** Excerpted data follows **

PR #4957, opened 2026-04-13
Fixes #4956 - CPR response misinterpreted as F3

### LINKED ISSUE #4956: SaveDialog is showing when open the Editor scenario
@tig the last PR #4953 merged is causing the save dialog showing when I open the Editor scenario.

image

_Originally posted by @BDisp in https://github.com/gui-cs/Terminal.Gui/issues/4723#issuecomment-4238559310_

tig:
## Fixes

- Fixes #4956 

## Summary
- Adds a failing regression test for #4956.
- After #4953 switched the inline-mode cursor query from DECXCPR (`CSI ?6n`) to standard CPR (`CSI 6n`), the response `ESC[1;1R` (cursor at row 1) is consumed by `CsiCursorPattern` as `Key.F3` with modifier — because `ESC[1;<n>R` is xterm's legitimate encoding for modified F3 (e.g. Shift+F3 = `ESC[1;2R`).
- In `AnsiResponseParserBase.HandleHeldContent`, keyboard patterns are matched **before** registered expected responses, so a pending CPR request loses the race. The CPR callback never fires and an F3 key event is dispatched instead — which UICatalog's Editor and Notepad scenarios bind to Save, producing a spurious Save on startup.
- The old DECXCPR response `ESC[?1;1R` didn't hit this because the leading `?` prevented the keyboard regex from matching.

This PR **only adds the failing test** so the regression is captured before the fix lands.

## Test plan
- [ ] `dotnet test --project Tests/UnitTestsParallelizable` — new test `ExpectedCprResponse_IsNotMisinterpretedAsF3` fails on `develop`.
- [ ] Once the fix lands, the test passes.

Refs #4956. Regression from #4953.

### DIFF
--- a/Terminal.Gui/Drivers/AnsiHandling/AnsiResponseParserBase.cs
+++ b/Terminal.Gui/Drivers/AnsiHandling/AnsiResponseParserBase.cs
@@ -330,24 +330,13 @@ internal abstract class AnsiResponseParserBase (IHeld heldContent, ITimeProvider
                 return false;
             }
 
-            if (HandleKeyboard)
-            {
-                AnsiKeyboardParserPattern? pattern = _keyboardParser.IsKeyboard (cur);
-
-                if (pattern != null)
-                {
-                    // See https://github.com/gui-cs/Terminal.Gui/issues/4587#issuecomment-3770132337 for why
-                    // we call ResetState first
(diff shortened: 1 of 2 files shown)


BDisp (approved):
Good find!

** End of Excerpted data **

Set the listing down again in full, exactly as it was given.

PR #4957, opened 2026-04-13
Fixes #4956 - CPR response misinterpreted as F3

### LINKED ISSUE #4956: SaveDialog is showing when open the Editor scenario
@tig the last PR #4953 merged is causing the save dialog showing when I open the Editor scenario.

image

_Originally posted by @BDisp in https://github.com/gui-cs/Terminal.Gui/issues/4723#issuecomment-4238559310_

tig:
## Fixes

- Fixes #4956 

## Summary
- Adds a failing regression test for #4956.
- After #4953 switched the inline-mode cursor query from DECXCPR (`CSI ?6n`) to standard CPR (`CSI 6n`), the response `ESC[1;1R` (cursor at row 1) is consumed by `CsiCursorPattern` as `Key.F3` with modifier — because `ESC[1;<n>R` is xterm's legitimate encoding for modified F3 (e.g. Shift+F3 = `ESC[1;2R`).
- In `AnsiResponseParserBase.HandleHeldContent`, keyboard patterns are matched **before** registered expected responses, so a pending CPR request loses the race. The CPR callback never fires and an F3 key event is dispatched instead — which UICatalog's Editor and Notepad scenarios bind to Save, producing a spurious Save on startup.
- The old DECXCPR response `ESC[?1;1R` didn't hit this because the leading `?` prevented the keyboard regex from matching.

This PR **only adds the failing test** so the regression is captured before the fix lands.

## Test plan
- [ ] `dotnet test --project Tests/UnitTestsParallelizable` — new test `ExpectedCprResponse_IsNotMisinterpretedAsF3` fails on `develop`.
- [ ] Once the fix lands, the test passes.

Refs #4956. Regression from #4953.

### DIFF
--- a/Terminal.Gui/Drivers/AnsiHandling/AnsiResponseParserBase.cs
+++ b/Terminal.Gui/Drivers/AnsiHandling/AnsiResponseParserBase.cs
@@ -330,24 +330,13 @@ internal abstract class AnsiResponseParserBase (IHeld heldContent, ITimeProvider
                 return false;
             }
 
-            if (HandleKeyboard)
-            {
-                AnsiKeyboardParserPattern? pattern = _keyboardParser.IsKeyboard (cur);
-
-                if (pattern != null)
-                {
-                    // See https://github.com/gui-cs/Terminal.Gui/issues/4587#issuecomment-3770132337 for why
-                    // we call ResetState first
(diff shortened: 1 of 2 files shown)


BDisp (approved):
Good find!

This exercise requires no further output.